The Foxburg Country Club clubhouse
By Tom Johnson
The seventh Foxburg Hickory Championship was held Aug. 14-15 at the near-ancient Foxburg Country Club in Western Pennsylvania. Foxburg was created in 1887, and maintains many of its original features.
The weather was perfect for golf, sunny skies, cool temperatures in the morning, warming up to the low 80s by the time the rounds were completed.
Despite the stressful weather for the season, the course was in great shape, and as usual, was the star of the show. Catered lunches both days, pre-1900 museum on the premises, and the large clubhouse porch help make the event a success. Spouses and guests enjoyed trips to the local winery, and visiting boutique shops in the region.
To the golf:
The Open Division required play with the Park gutty provided by the McIntyre Golf Company, as well as the use of sand tees. We have taken the liberty to describe some of the play in this division.
Competition was keen among the primary contenders. JW McMath (New Philadelphia, Ohio) held the first round lead with 83, followed by Jay Harris (Pinehurst, N.C.), Tom Johnson (Tallmadge, Ohio) with 84, Seth Lomison (Winston-Salem, N.C.), with 86 (39 on his second nine).
After the first nine of the second day play McMath kept his steady play, but Harris had gained a shot and pulled even, Lomison and Johnson two strokes back.
The first few holes of back nine was nip and tuck between the seasoned Harris and upstart McMath for the first few holes. Things began to fall McMath’s way on his 30th hole (Hill, a 374 yard, 3-shotter). He rolled in a nice putt for a 4 to a 6 for Harris.
Lomison picked up three shots on the leader with a birdie 4 on the 31st hole, followed by an eagle on the 32nd hole (Ten Strike, 418 yards), where he holed a lofter from 80 yards for a three. After this, he was within three of the leader.
McMath held his 3-shot lead through his 15th hole (Putter’s Grief 143 yards), but Lomison made a fine four to McMath’s five on Sheol, their 16th hole. McMath’s lead was now two strokes, with two holes left in the Championship.
Both gentlemen made four on the one shotter, Chestnut Tree, with McMath maintaining his 2-stroke lead into the 36th hole. Harris and Johnson basically out of contention, a few shots further back, had become as spectators.
The 36th hole, Baseball, as noted above, is 311 yards, uphill,o maybe the smallest green you will ever see – smaller than the teeing area. Lomison hitting first, both players hit solid tee shots. McMath’s second shot kicked five yards left of the green, flag high. Lomison struck a fine iron onto the green, maybe 18 feet from the hole. McMath lofted a pitch on the green, nine feet from the hole.
At this point, Lomison has a makeable putt for 3, and with McMath needing his 9-foot putt for 4, the two-shot swing Lomison needed to force a playoff was certainly a possibility.

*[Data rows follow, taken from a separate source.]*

Issue #1009, opened 2026-09-10
Uncaptured-tool recovery for capped passthrough turns (deferred from #980)


rynfar:
Split out of contributor PR #980 while incorporating the Polytoken adapter. The adapter shipped separately; this commit did not.

## What it is

Contributor commit `f185e76e` by @jakewimmer, "feat(proxy): recover capped passthrough turns with streamed-uncaptured tools".

Reported failure shape, from the contributor's own deployment (sessions `46466398` / `ee5c8ac9`, 2026-09-10):

> an abort landing between stream completion and tool dispatch makes the CLI yield `max_turns_reached` WITHOUT running PreToolUse, leaving captures empty although every tool_use block fully streamed. The existing recovery requires `captured>0`, so those turns surfaced the raw cap error and killed the client turn.

The change adds an opt-in streaming recovery behind `MERIDIAN_PASSTHROUGH_UNCAPTURED_TOOL_RECOVERY=1`: a per-client-index tracker of genuinely forwarded starts/deltas/natural stops, with eligibility requiring `maxTurns=1`, no dropped/duplicate/forced-single/early-stop state, no cancellation of any kind, an open envelope, and every streamed block complete with a declared client tool name. Recovery evicts the session mapping before emitting the terminal `stop_reason:"tool_use"` pair and publishes no `resumeSessionAt` checkpoint.

## Why it was deferred, not rejected

- **It is the only commit in #980 that does not apply to current main.** It conflicts in `src/proxy/server.ts` with #998, which rewrote the same early-stop region after #983's regression (#996). Resolving that conflict is a real re-derivation against changed code, not a mechanical merge.
- **The contributor states it is not yet validated in production:** "Default OFF until canaried on the affected deployment." Shipping an unvalidated recovery path into the subsystem that just went through #983 → #996 → #998 warrants its own change and its own gate.
- **Non-streaming parity is deliberately deferred**, so the behavior would be asymmetric between response modes.
- It is unrelated to the Polytoken adapter and would have been squashed under that changelog entry.

The diagnostics groundwork it builds on (`abort=<cause>` in `sdk_termination`, contributor commit `016eb53c`) is also not yet merged — see the sibling split.

## What landing it needs

- Rebase onto current `main` and re-derive the `server.ts` hunks against post-#998 early-stop handling.
- A gate that reproduces the abort-window shape rather than asserting the recovery in isolation. The existing `scripts/e2e-capped-turns.mjs` is the natural place.
[...]

Issue #476, opened 2026-05-03
Multiple Different Passthrough Adapters


Serpentiel:
Passthrough adapter is nice, but it would be awesome if it'd be possible to define multiple ones, and switch between them e.g. via headers, e.g. `x-meridian-agent = passthrough-1`, `x-meridian-agent = passthrough-2`, etc. Or UUID based ones.

This way it would be possible to have multiple passthrough adapters with different settings, e.g. one that has some specific setting enabled, and another that doesn't have it.

Maybe it makes sense as well to have those adapters dynamically configurable instead of having a strict set pre-installed, so that by default there are none configured, or it is configured with "passthrough" adapter only. And then user is able to create new adapters from admin view, also with different flavors like OpenCode, Crush, LiteLLM, passthrough, etc. Or leave pre-defined ones, but make them removable. This way it could also be possible to define `MERIDIAN_PASSTHROUGH=1` mode per adapter instead, so that for OpenCode it's set to `1` and for another adapter, it's the other way, rather than globally how it is defined now.

rynfar:
Interesting idea, I like it. Let me churn on this a bit.  This is an excellent way to extend meridians capabilities.

Serpentiel:
Thanks @rynfar! I was also thinking that instead of hardcoding different flavors such as OpenCode, Crush, etc, maybe a dynamic framework could be introduced which allows to dynamically configure match rules for headers / `User-Agent` / etc.

rynfar:
You've got some excellent ideas @Serpentiel - these will both take a bit of work but I really do love the ideas.  Its becoming one of my complaints about having to test various harnesses, having to swap things around.  This is actively becoming frictional for me and something I need to solve.  I don't have a ton of time today to work on this, but I do tomorrow.  I will start digging into this!  Thank you for the ideas!

rynfar:
Shipped in #616 (merged, rides the next release) — @Serpentiel thank you for the proposal and especially the dynamic-match-rules refinement; both made it in, with credit.

What landed:

- **Named instances** of any base adapter with per-instance feature overrides: `~/.config/meridian/adapter-instances.json` or `MERIDIAN_ADAPTER_INSTANCES` (JSON)
- **Per-instance passthrough** — your `MERIDIAN_PASSTHROUGH=1` per-adapter ask, exactly: `"lite-plain": { "base": "passthrough", "passthrough": true }`
[...]

PR #1010, opened 2026-09-10
feat: add Polytoken harness adapter

rynfar:
Incorporates @jakewimmer's #980 — a native adapter for [Polytoken](https://polytoken.dev), an Anthropic-Messages coding agent that runs its own tool loop.

Contributor commits are cherry-picked with Author and AuthorDate preserved:

| original | here |
|---|---|
| `68a0092e` feat: add Polytoken native adapter | `6878e515` |
| `1bbf7a4b` docs: clarify resume behavior | `64fc6e68` |
| `f22856f4` docs: drop the live-loop qualifier | `639af5e2` |
| `9b7b21d4` docs: correct polytoken claims | `dd84557e` |
| `0edf2c63` fix(detect): match the Polytoken UA | `58518d61` |
| `76f30fa9` test(polytoken): pin contracts | `58e307a8` |
| `acc0c661` test: drain streaming responses | `2a878eea` |

## What is deliberately not here

#980 bundled three commits unrelated to the adapter. Splitting them keeps one changelog entry per PR and keeps a passthrough-subsystem change from hiding behind an adapter headline.

- `f185e76e` uncaptured-tool recovery — the only commit that does **not** apply to current `main`; it conflicts with #998's rework of the same early-stop region. The contributor states it is "default OFF until canaried on the affected deployment" and that non-streaming parity is deferred. Tracked in **#1009**.
- `1b2ba3a9` recover visible empty capped streams, and `016eb53c` classify abort causes in `sdk_termination`. Both apply cleanly and are green; they are held for their own PR so each gets its own changelog line and its own gate. Parked on `codex/polytoken-extras`.

The contributor's reported "1 failed" full-suite result does not reproduce: that flake was fixed by #997, which is now in the base.

## Maintainer correction: a runnable gate

#980's E2E section was a manual procedure — a Docker image swap, a personal systemd unit, and a budget gateway, driven by scripts the contributor deliberately did not commit. Nobody else could run it, and it overshot its own request budget (14 against a cap of 12).

Replaced with the mechanism this repository already has for this exact failure class. Polytoken is added to `scripts/e2e-client-detection.mjs` and its real 0.8.6 headers are recorded in `src/__tests__/fixtures/client-headers.json`, so `client-detection-fixtures` pins the adapter in CI and a client-side header change surfaces as a git diff. That is the #733 bug class — a client quietly changes what it sends and gets rerouted — and a PR whose detection keys on a User-Agent plus a native header is precisely what the fixture exists to protect. `x-polytoken-session` joins the redacted-value set, so a re-capture that only changes the session id produces no diff.

The live section now documents the loop actually exercised here: a disposable Meridian on an isolated port and a temporary Polytoken config directory. No Docker, no systemd, no shared origin.

## Validation

Live against the real **Polytoken 0.8.6** (macos-arm64, sha256 `71353a6d…0793e7`, verified against the published `SHA256SUMS.macos`) and real Claude Max on `claude-haiku-4-5`, through a disposable Meridian on port 3468 with an isolated session store.

**Client-owned tool loop.** `polytoken exec` reading a fixture file returned `LINES=4` — correct — in **four** client round-trips:

```
adapter=polytoken model=haiku stream=true tools=35 lineage=new          session=new
adapter=polytoken model=haiku stream=true tools=35 lineage=continuation session=446feb22
adapter=polytoken model=haiku stream=true tools=35 lineage=continuation session=2ab4b49b
adapter=polytoken model=haiku stream=true tools=35 lineage=continuation session=be371b2e
```

The read executed on the Polytoken side: the proxy's own working directory has no such fixture, so a proxy-executed read could not have produced that answer. Four round-trips rather than one is what shows the client drove the loop. Native-key resume works — `lineage=continuation` from turn 2 on a stable `x-polytoken-session`.

**Mandatory passthrough.** Repeated with `MERIDIAN_PASSTHROUGH=0` set globally: identical result, still four client round-trips, still `LINES=4`. The global setting cannot hand Polytoken's loop to the SDK.

**Detection controls**, all as documented:

| request | adapter |
|---|---|
| `user-agent: PolytokenImpostor/1.0` | `opencode` — token-boundary match rejects it |
| `x-polytoken-session: "   "` | `opencode` — whitespace is not a match |
| `x-polytoken-session: probe-sess-1` | `polytoken` |
| `user-agent: Polytoken/0.8.6`, no header | `polytoken` |

Real captured wire identity: `user-agent: Polytoken v0.8.6`, `x-polytoken-session`, `accept: text/event-stream`.

Gates: `npm test` **3871 pass / 0 fail / 1 pre-existing skip** (bun 1.3.14), `npm run typecheck`, `npm run build`.

## Behavior change worth knowing

Detection precedence changes for adapter instances (#476): a valid `x-polytoken-session` now outranks automatic instance match rules. Explicit `x-meridian-agent` selection still wins over both. A request carrying the native header that would previously have matched a configured instance now resolves to `polytoken`.

Closes #980


jakewimmer:
Thanks for putting this together! I switched my original PR to a draft after I started hitting oddities with tool calls, but I think my latest commits (that you included) address the issue.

The young golfer lined up his putt, and rolled a beauty, just a little on the high side, which failed to drop, but a grand effort. McMath lagged his putt to within a few inches of the hole, tapped in, and a one-stroke victory was his, 166 to 167, with Lomison taking runner-up honors.
The Senior Division was equally competitive. Contestants were permitted to use the pre-1900 style ball of their choice. Champion honors were captured by Mike Henderson with 171, Ron Taylor was Runner-up with 175, followed by Dave ‘Dog’ Ellis with 176.

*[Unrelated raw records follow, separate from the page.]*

PR #1030, opened 2026-09-11
fix(session): take the bookkeeping off the request path

justprosh:
## Symptom

On a long-lived single-proxy deployment (many conversations a day, ~500 turns/hour at peak) 13–16% of turns end in

> 504 — Request timed out. The operation may have been too complex. Try a simpler request.

Shrinking the request does not help, because the request was never the problem: the proxy's own session bookkeeping is. Four defects, each read off the running process, each independent, together compounding.

---

### 1. The deletion backlog never drains — and then blocks every new conversation

`deleteSession` **throws** when the transcript file is already gone: a success in disguise. The child exits 1, and the parent tries to recognise the case by matching `Session <id> not found` against `output.slice(-4_000)` — but a Node crash report fills that tail with minified vendor source and leaves the verdict at the head, so the match never fires.

Entries stay `retired` and are retried with backoff forever (**254 attempts** on one resource) until `pending` reaches `maxPending`. From that moment **every new conversation** fails with `ownership backlog is full`.

**Fix.** The child reports "nothing to delete" by **exit code** (`69`; `75` is the gate timeout), and the parent turns it into a typed `TranscriptAlreadyAbsentError` that the existing `notFound` path accepts — no prose re-parsed by a string matcher. Only the SDK's session-specific wording counts as absence, in the child exactly as in the parent (one shared phrase, passed to the child by env): a generic "not found" can be the SDK or the child failing to load, and stays a retryable failure rather than tombstoning a transcript still on disk. Child output now keeps **head and tail**, so the next verdict is not hidden by truncation either.

### 2. Every store read parses the whole file, synchronously — sometimes under the lock

`sessions.json` grows with conversation history: **26 MiB** on this deployment, three quarters of it per-message hashes. `JSON.parse` of it costs **135 ms**. `lookupSharedSessionResult` and friends do it several times per request, and the GC pin provider does it **while holding the lifecycle lock**, so every deletion claim blocks that lock for a full parse. This is where the 2 s lock budget goes.

**Fix.** An in-process read cache keyed by file *identity* — `{path, ino, mtimeMs, size}`, taken from the same fd the bytes are read from, so a rename landing mid-read can never pair one file's identity with another's content. Identity keying is exact because every writer publishes through `rename`, hence a new inode. Writers still parse fresh and republish the cache after `writeStore`.

Callers must treat the served document as immutable, so: the store copies locators in on write, and the two `server.ts` call sites that handed a **stored** locator into a lifecycle call that fills the caller's object back in place now pass a shallow copy.

### 3. An unarmed lease has no TTL — and fences the conversation until restart

`releaseActiveTranscriptLease` runs in a `finally` and itself waits on the lifecycle lock; when that wait times out, the lease survives. `pruneDeadActiveLeases` collects an unarmed lease only when its *owner* is dead — and the owner is the proxy itself, which is alive. The conversation then fails with `already has an active SDK writer` until a restart. Observed: **30 leaked leases, 28 older than 15 minutes**, none with a live executor.

**Fix.** Retire an unarmed lease once it is older than its TTL — the turn watchdog plus margin, as **its own knob**, not the prepared grace, which a deployment may deliberately size small. By the file's own invariant an unarmed lease never started a physical writer, so one that outlives the watchdog can only be a release that failed. Publication leases are covered too: in the same state they block retirement and deletion of their resource.

### 4. Pretty-printed bookkeeping files

`JSON.stringify(doc, null, 2)` on two machine-read-only files costs ~20–25% of the bytes and of the serialisation CPU spent under the lock: sidecar **1610 → 1216 KiB**, store stringify **72 → 48 ms**.

### And: stop blaming the request

Lock waits and backlog-full failures now answer **503 `overloaded_error`** naming the actual reason ("the retirement backlog is full", "a bookkeeping lock is busy") instead of a 504 that sends the operator to shrink a context unrelated to the failure. Absolute host paths stay out of the response body; the diagnostic log keeps them. New operator knob `SESSION_GC_LOCK_WAIT_MS` (default unchanged) for deployments that would rather wait than fail.

---

## Tests

Full suite green (`npm test`), `tsc --noEmit` clean. New coverage:

- **deletion verdict**, against a real child process: the exit-code absence lands as `notFound` and tombstones; a genuine child failure still lands as `failed` and retries;
- **output clipping**: the head survives;
- **read cache**: consecutive reads reuse the document; an in-process write is visible immediately; a store replaced out of band by another process is picked up; a deleted store is not served from the stale cache; no caller-owned locator is ever aliased into the cached document (neither through `storeSharedSession` nor `attachSharedTranscriptLocator`);
- **leases**: a stale unarmed lease no longer blocks `acquire` while a fresh one still does; a stale publication lease no longer blocks retirement.

### DIFF
--- a/src/__tests__/errors.test.ts
+++ b/src/__tests__/errors.test.ts
@@ -423,6 +423,37 @@ describe("classifyError", () => {
     })
   })
 
+  describe("session bookkeeping saturation", () => {
+    it("classifies the lifecycle lock wait as proxy load, not a request timeout", () => {
+      const result = classifyError("timed out waiting for /var/lib/meridian/.cache/meridian/session-gc.json.lock")
+      expect(result.status).toBe(503)
+      expect(result.type).toBe("overloaded_error")
+      expect(result.message).toContain("a bookkeeping lock is busy")
+      // The raw message carries absolute host paths; the client sees none.
+      expect(result.message).not.toContain("/var/lib")
+      expect(result.message).not.toContain(".lock")
+    })
+
+    it("classifies the ownership backlog limit as proxy load", () => {
+      const result = classifyError("session transcript ownership backlog is full")
+      expect(result.status).toBe(503)
+      expect(result.type).toBe("overloaded_error")
+      expect(result.message).toContain("the retirement backlog is full")
+    })
+
+    it("classifies the ownership capacity limit as proxy load", () => {
+      const result = classifyError("session transcript ownership capacity is full")
+      expect(result.status).toBe(503)
+      expect(result.type).toBe("overloaded_error")
+    })
+
+    it("still classifies an unrelated timeout as a request timeout", () => {
+      const result = classifyError("connection timed out")
+      expect(result.status).toBe(504)
+      expect(result.type).toBe("timeout_error")
+    })
+  })
+
   describe("server errors", () => {
     it("detects 500 status codes", () => {
       const result = classifyError("HTTP 500 from API")
--- a/src/__tests__/proxy-session-store.test.ts
+++ b/src/__tests__/proxy-session-store.test.ts
@@ -133,10 +133,8 @@ describe("Shared session store", () => {
   })
 
   it("never aliases a caller-owned locator into the cached document", () => {
-    // The read cache serves the document the last write published. If that
-    // document shared a locator object with its caller, any later mutation of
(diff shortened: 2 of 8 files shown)


rynfar:
Incorporated into main via #1036 (596a0d8363a88302e52f33841286e22d1c6177fc) with authorship preserved. Thank you @justprosh!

Super Senior Champion was Jay Harris with a fine score of 168 using the Park ball. Charles Mitchell (Lexington, Ky.) was Super Senior Runner-up with 169, followed by Dan Norstedt (Eau Claire, Wisc.) with 175.

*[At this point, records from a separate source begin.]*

PR #1041, opened 2026-09-14
fix(session): recognize structured Environment CWD format, strip system-reminder noise from fingerprinting

reForMatt:
## What

Three fixes to Droid session fingerprinting, all addressing the same user-visible symptom: `ListAgents`/`Workflow` tools appearing on one turn and vanishing on the next within the same conversation.

1. **`extractDroidCwd()` recognizes the current structured `# Environment` block.** It previously only matched the old shell-transcript style (`% pwd\n/path`). Current Droid CLI builds emit `Primary working directory: /path` inside a structured `# Environment` block instead, so extraction silently returned `undefined` for essentially all current sessions. Both formats are matched now, so older stored sessions and clients pinned to an older CLI build keep resolving correctly.

2. **`<system-reminder>` blocks are stripped before hashing the conversation fingerprint.** These blocks are client-injected, per-machine environment noise (tool schemas, skills, connectors) — not conversation identity. They're identical across conversations in the same project and routinely exceeded the 2000-char hash window, so distinct conversations collided on one fingerprint key.

3. **Fingerprint seeding walks forward to the first task-bearing user message.** Droid opens with a reminder-only environment message and delivers the actual request in a later user message. Seeding from the first user message conflated every conversation in a project onto one session key. Now the seed comes from the first user message whose reminder-stripped text is non-empty; a history where every user message is reminder-only keeps the old raw-first-message behavior.

## Why

A missing/colliding fingerprint degrades session identity resolution and forces `reason=unrelated-history` full-history replays. A fresh SDK session from that replay gets a freshly-resolved deferred-tool manifest — that's why tools like `ListAgents` could appear on one turn and be gone on the next within what the user experienced as one conversation.

Confirmed against a live `meridian.err.log` (adapter=droid): one fingerprint key was observed serving both a 33-message and a 2-message history, and reproduced synthetically with a reminder-dominated hash window.

## Validation

- New unit tests: 4 fingerprint tests (system-reminder stripping) + 3 fingerprint tests (droid-shaped seeding) + droid-adapter tests for the structured `# Environment` CWD format
- Full `npm test`: 3953 pass / 0 fail (final run; ran green across all 3 commits)
- Typecheck + build clean across all 3 commits
- Live E2E on a local daemon with the real Droid binary and captured wire-format request bodies:
  - Same-cwd, different-task requests that previously logged `reason=unrelated-history` now resolve as clean new sessions
  - A two-turn droid-shaped conversation now resumes as `lineage=continuation`
  - Fingerprint resume works correctly under both the old and new CWD formats
- A/B against pristine `main` (evidence log: `meridian-ab-evidence.log`)
- Live soak on the daemon with monitoring (`~/bin/meridian-cache-report`): low-hit-mains near zero, writes only on `lineage=new` — the healthy signature

## Caveat

External cross-model review was attempted but all three critics failed on infra this session (rejected / auth-failed / no-output). The independence pass behind this PR is the author's own A/B control against pristine `main` plus a fresh-redo QA pass, not an external verdict. Flagging this so reviewers weight it accordingly.

## Known limitations (pre-existing or by design, not regressions introduced here)

- Editing the opening message of a conversation still starts a fresh session (client-side behavior, not something this fix touches).
- `droid exec` repeat-prompts intentionally start fresh — by design.
- Compaction that summarizes away the opening prompt still costs one fresh replay — pre-existing class of issue, not introduced or fixed here.
- Title-call payload writes remain the floor for what triggers a session write.


rynfar:
Incorporated into main via #1052 with contributor authorship and commit metadata preserved. Thank you @reForMatt!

Mike Campailla (Mogadore, Ohio) was the Fownes Division (Post-1900) Champion again this year. Bob Georgiade (Durham, N.C.) earned top Reserve honors, with Greg Smith (DeForest, Wisc.) and Jim Koss (Green Bay, Wisc.) finishing second and third respectively.
See below for a table of the full results.
Additional notes: Jeff “Tex” Texter, Keeper of the Foxburg Green, brought out an early greens mower for us to gawk at and talk about. It was a push reel mower, and looked as if still would work (photo below). Tex has been at Foxburg since 1977, with his father tending to the course prior to him taking over.
An added bonus at Foxburg is use of the original cut stone sand tee boxes from which the player can take a pinch of sand to tee his/her ball properly.
Karen and I would like to thank everyone who took the time and made the effort to attend the seventh Foxburg Hickory Championship. We enjoyed seeing everyone again, and look forward to seeing you soon. The eighth Championship is scheduled for Aug. 12-13, 2016.
Gutty golf, the most difficult golf you could ever play, with the best friends you could ever meet.
A display of clubs in the Foxburg clubhouse.
Foxburg greenkeeper Jeff Texter with the old green mower, c. 1945… or so.